ISCA Archive Interspeech 2015
ISCA Archive Interspeech 2015

Integrating online i-vector extractor with information bottleneck based speaker diarization system

Srikanth Madikeri, Ivan Himawan, Petr Motlicek, Marc Ferras

Conventional approaches to speaker diarization use short-term features such asMel Frequency Cepstral Co-efficients (MFCC). Features such as i-vectors have been used on longer segments (minimum 2.5 seconds of speech). Using i-vectors for speaker diarization has been shown to be beneficial as it models speaker information explicitly. In this paper, the i-vector modelling technique is adapted to be used as short term features for diarization by estimating i-vectors over a short window of MFCCs.

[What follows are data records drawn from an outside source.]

PR #3167, opened 2022-07-14
update on warning message

Panther-12:
### Description
I added a warning message just below the first paragraph noting that `blackd` should not run as a publicly accessible server.

### Checklist - did you ...

- [yes ] Add a CHANGELOG entry if necessary?
- [yes ] Add / update tests if necessary?
- [yes ] Add new / update outdated documentation?

### DIFF
--- a/docs/usage_and_configuration/black_as_a_server.md
+++ b/docs/usage_and_configuration/black_as_a_server.md
@@ -4,6 +4,11 @@
 protocol. The main benefit of using it is to avoid the cost of starting up a new _Black_
 process every time you want to blacken a file.
 
+```{warning}
+`blackd` should not be run as a publically accessible server as there are no security
+precautions in place to prevent abuse. **It is intended for local use only**.
+```
+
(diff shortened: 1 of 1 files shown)


ichard26:
A few more things:

The PR / commit title could be better, I'd suggest "Add warning not run blackd publicly in docs" or "Warn to not run blackd publicly in docs". A clearer title just makes things easier, especially when you come back to a PR / commit after _a while_ and forgot most if not all the context behind it. 

You can use special syntax in your PR description to link an issue. Example: #3167. If there's a relevant issue, you should always reference it to give reviewers more context to why the PR exists and what it changes. Also, if you add a special keyword (see https://docs.github.com/en/issues/tracking-your-work-with-issues/linking-a-pull-request-to-an-issue for more) you can have the issue automatically closed when the PR is merged!

Panther-12:
Thanks for the insights. I'll be sure to keep that in mind.

PR #3170, opened 2022-07-14
Fix typo in black docs for --extend-exclude

onescriptkid:
### Description

The black config docs provide an example for configuring `--extend-exclude` in the `pyproject.toml` as shown below.

```
extend-exclude = '''
# A regex preceded with ^/ will apply only to files and directories
# in the root of the project.
(
  ^/foo.py    # exclude a file named foo.py in the root of the project
  | *_pb2.py  # exclude autogenerated Protocol Buffer files anywhere in the project
)
'''
```

Using the configuration *verbatim* results in the following error

```
black --check --verbose .

Usage: black [OPTIONS] SRC ...
Try 'black -h' for help.

Error: Invalid value for '--extend-exclude': Not a valid regular expression: nothing to repeat at position 179 (line 5, column 5)
```

Replacing `| *_pb2.py` with `| *._pb2.py` fixes the regex complaint.

Checkout the [example](https://github.com/onescriptkid/test_black) to reproduce step-by-step.
You should see a similar result.

```
black --check --verbose .
...
subdir/should_be_skipped_pb2.py ignored: matches the --extend-exclude regular expression
should_be_skipped_pb2.py ignored: matches the --extend-exclude regular expression
would reformat should_be_reformatted.py
would reformat subdir/should_be_reformatted.py

Oh no! 💥 💔 💥
2 files would be reformatted.
```

### Checklist - did you ...

_A CHANGELOG entry would be overkill, but I'm not opposed._
_Nope, it's a change to only a markdown file._
_Yup, that's the goal of this PR._

### Specs

My development environment is
- _Ubuntu 20.04_
- _python 3.8.10_
- _black 22.6.0_


ichard26:
Thank you so much for your contribution! This project is only possible by contributions like these :black_heart:. You're awesome, @onescriptkid. I don't think I would've ever noticed this haha :p 

If you got any feedback to share on your experience contributing here, let us know via #2238!

PR #3175, opened 2022-07-16
filterwarnings=["errors", ... followup

graingert:
### Description

document filtered warnings that cannot be removed easily and move invalid escape sequence DeprecationWarning to those tests that need it

### Checklist - did you ...

### DIFF
--- a/tests/test_format.py
+++ b/tests/test_format.py
@@ -28,6 +28,7 @@ def check_file(
     assert_format(source, expected, mode, fast=False)
 
 
+@pytest.mark.filterwarnings("ignore:invalid escape sequence.*:DeprecationWarning")
 @pytest.mark.parametrize("filename", all_data_cases("simple_cases"))
 def test_simple_format(filename: str) -> None:
     check_file("simple_cases", filename, DEFAULT_MODE)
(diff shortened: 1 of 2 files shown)


tests/test_format.py
```diff
@@ -28,6 +28,7 @@ def check_file(
     assert_format(source, expected, mode, fast=False)
 
 
+@pytest.mark.filterwarnings("ignore:invalid escape sequence.*:DeprecationWarning")
```
graingert, line 31: this is caused by this example test case:

https://github.com/psf/black/blob/e026701b9a894ef19ad59eb6e394e5f3f7c18fdd/tests/data/simple_cases/docstring.py#L163

at some point a future python version will cause this test to fail

tests/test_format.py
```diff
@@ -132,6 +133,7 @@ def test_python_2_hint() -> None:
     exc_info.match(black.parsing.PY2_HINT)
 
 
+@pytest.mark.filterwarnings("ignore:invalid escape sequence.*:DeprecationWarning")
```
graingert, line 136: this is caused by this example test case:

https://github.com/psf/black/blob/e026701b9a894ef19ad59eb6e394e5f3f7c18fdd/tests/data/miscellaneous/docstring_no_string_normalization.py#L107

at some point a future python version will cause this test to fail

tests/test_format.py
graingert: or maybe it will just be a warning forever ;) ? https://github.com/python/cpython/issues/77093

PR #2941, opened 2022-03-18
Add ISort

Shivansh-007:
### Description

Closes #2930 

The formatting changes are part of commit 37356f6940773f0903486da9629b68bd78d47209 and edf37bf708006f12fc7d3cab43c21f19548b3035, the rest are config/chore changes.

### Checklist - did you ...
- [ ] Add a CHANGELOG entry if necessary?
- [X] Add / update tests if necessary? -> n/a
- [X] Add new / update outdated documentation? -> n/a

PR #3188, opened 2022-07-27
Add isort to linting toolchain

### LINKED ISSUE #2930: Addition of `isort` to our dev toolchain
Currently, the imports exist in any random order as added by the developers (see below), which sometimes makes it difficult to look through them in search of something. Furthermore, it is not very pretty or easy to read.

https://github.com/psf/black/blob/086ae68076de570b0cb1881a3c3b9da592b46ee0/src/black/__init__.py#L52-L59
https://github.com/psf/black/blob/086ae68076de570b0cb1881a3c3b9da592b46ee0/src/black/__init__.py#L6-L11

This is where `isort` comes in, `isort`, unlike `black` is a fantastic hyper configurable tool that will magically sort your imports so you don't have to care about them. It also allows you to format them while agreeing with the `black` style guide using [Black Profile](https://pycqa.github.io/isort/docs/configuration/profiles.html)

An experimental PR containing changes brought by isort could be made, and we could then decide how to proceed after reviewing the diff.

ichard26:
### Description

Resolves #2930 and closes #2941.

### Checklist - did you ...

### DIFF
--- a/src/black/nodes.py
+++ b/src/black/nodes.py
@@ -3,16 +3,7 @@ blib2to3 Node/Leaf transformation-related utility functions.
 """
 
 import sys
-from typing import (
-    Generic,
-    Iterator,
-    List,
-    Optional,
-    Set,
-    Tuple,
-    TypeVar,
-    Union,
-)
+from typing import Generic, Iterator, List, Optional, Set, Tuple, TypeVar, Union
 
 if sys.version_info >= (3, 8):
     from typing import Final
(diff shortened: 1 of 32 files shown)


cooperlees (approved):
Thanks. Sounds good to me.

src/black/nodes.py
```diff
@@ -25,14 +16,13 @@
...
-from blib2to3.pytree import Node, Leaf, type_repr, NL
-from blib2to3 import pygram
-from blib2to3.pgen2 import token
-
 from black.cache import CACHE_DIR
 from black.strings import has_triple_quotes
+from blib2to3 import pygram
+from blib2to3.pgen2 import token
 
+# lib2to3 fork
```
wookie184, line 24: Did this comment cause the next line to be in it's own section? It seems like it would make more sense above all blib2to3 imports.

Note there are a couple of other occurrences of this comment in different files that may need looking at. They could possibly all just be removed though tbh.

isidentical (approved):
Nice!

src/black/nodes.py
ichard26: I agree, I've removed them.

wookie184 (approved):

ichard26:
Thanks for the review folks! :black_heart:

PR #3017, opened 2022-04-15
 Consolidate test and release workflows + add concurrency limit to test + fuzz

ichard26:
### Description

This makes changes across workflow domains easier (like adding concurrency limits) and overall improves consistency. I plan to submit another PR integrating the mypyc workflow from ichard26/black-mypyc-wheels after this is merged. Here's an example run: https://github.com/ichard26/black/actions/runs/2144614522 (including the mypyc patch)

The Information Bottleneck (IB) approach provides a convenient platform to integrate multiple features together for fast and accurate diarization of speech. Speaker models are estimated over a window of 10 frames of speech and used as features in the IB system. Experiments on the NIST RT datasets show an absolute improvement of 3.9% in the best case when i-vectors are used as auxiliary features to MFCCs. Further, discriminative training algorithms such as LDA and PLDA are applied on the i-vectors. A best case performance improvement of 5% in absolute terms is obtained on the RT datasets.